There were all taken in the Blue Ridge Mountains.

1. 


2.
It was raining while I was getting this picture (#2) which is where that smudge area on the right came from.  

3. 

4. 

4 Edited. 

2,3,and 4 were taken for a photography class I was attempting to imitate Ansel Adams.  They are unedited, per instructors orders, aside from the conversion and some cloning to get rid of some dirt spots.  I have already edited #4 but not sure if I made the contrast a little too much.  I tried to keep it in the range of what I thought an actual filter would do.

Thanks For Looking


----------



## Woodsman (Sep 4, 2013)

I think my favorite is number 1.  The misty clouds and mountains gives a feeling of isolation


----------



## timor (Sep 4, 2013)

#1 is the best.


----------



## vonDrehle (Sep 5, 2013)

The first one is my favorite as well.  I have shot that area several times and I can always get a different shot.


----------



## timor (Sep 5, 2013)

O, good, work on it some more then. #1 is the best from that short collection you're presenting here, but still the sky is weak and not matching the intensity of the landscape. All of this pictures have weak sky, (in my book of course ) but then it is the matter of aesthetics rather.


----------



## vonDrehle (Sep 5, 2013)

Any advice on getting more intense skies?  The first two have an overcast sky and the bottom two were taken on a nice day (around 2pm-4pm).  I don't recall if I used it for the first one but for the rest I used a polarizing filter.

Thanks,
Chris


----------



## timor (Sep 5, 2013)

There is nothing we can do about an overcast, just we have to be in the right place at the right time. 
Polarizing filter can have very variable effect depend on many factors like time, season, sun position etc. Some help could deliver gradual ND filters of Cokin or Lee systems. PP is also important, about that you may make a questions in "Beyond the Basics" or oin "Digital Discussion & O&A" subforums. I shoot b&w film only and the tricks are a bit different here.


----------



## vonDrehle (Sep 5, 2013)

I would actually be interested in any advice you have on doing black and white film.  After this next week the rest of my course will be black and white film only.


----------



## timor (Sep 5, 2013)

O, nice. How long will be the study in film ? That will tell me the possible level of it. And then tell me, how much you are interested in film photography.


----------



## vonDrehle (Sep 6, 2013)

Next week until early December.  I shot on film for 3 years prior to getting my 5D but haven't used my film since around 2006.  I am definitely interested and learning the different aspects of doing black and white film.  Looking at the syllabus working with film we will be have to photograph urban, close-up, portrait, and abstract.  And then we will have a separate portfolio that we turn in.


----------



## timor (Sep 6, 2013)

Do the school assumes that students of this course have practical knowledge in processing b&w materials ? Three months that's not much time to learn much about film and darkroom work.

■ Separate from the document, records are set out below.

PR #651, opened 2024-03-25
Change socket tests to use NetSocket plugin

Horofic:


tests/plugins/os/unix/linux/test_sockets.py
```diff
@@ -11,182 +11,126 @@ def test_sockets_plugin(target_linux_users: Target, fs_linux_proc_sockets: Virtu
 
 def test_tcp(target_linux_users: Target, fs_linux_proc_sockets: VirtualFilesystem):
     target_linux_users.add_plugin(ProcPlugin)
```
Schamper, line 13: Is adding the `ProcPlugin` here strictly necessary? Or otherwise maybe add both `ProcPlugin` and `SocketsPlugin` explicitly.

Schamper (changes requested):

Schamper (approved):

Are you willing to do film developing in your own time ? At home ?
Take a look at this thread: http://www.thephotoforum.com/forum/film-discussion-q/338680-repeating-streaks-negatives.html
There is a link posted by Gary to very interesting informations regarding film developing errors. It's good to know that.


----------



## vonDrehle (Sep 6, 2013)

It is meant to be an introductory course and as far as I can tell very few other students, if any, have any experience in photography.  It sounds like he will give us as much access to the darkroom as we wish so I should be able tinker around as much as I need to.  If we don't get unlimited time I imagine I could just pay for all materials I am using.  Thanks for the link I will definitely be referencing that.


----------



## dsiglin (Sep 6, 2013)

Where in the blue ridge mountains is #2. I live right at the edge of the blue ridge but in SC, second photo looks like a really nice place for a hike!


----------



## vonDrehle (Sep 6, 2013)

#2 is Bass Lake in Blowing Rock, NC. The Moses H. Cone house looks down at it. You can do the short walk (.8 Miles I believe) around the lake or walk some of the old carriage trails.  My family has a mountain house just a couple minutes down the road.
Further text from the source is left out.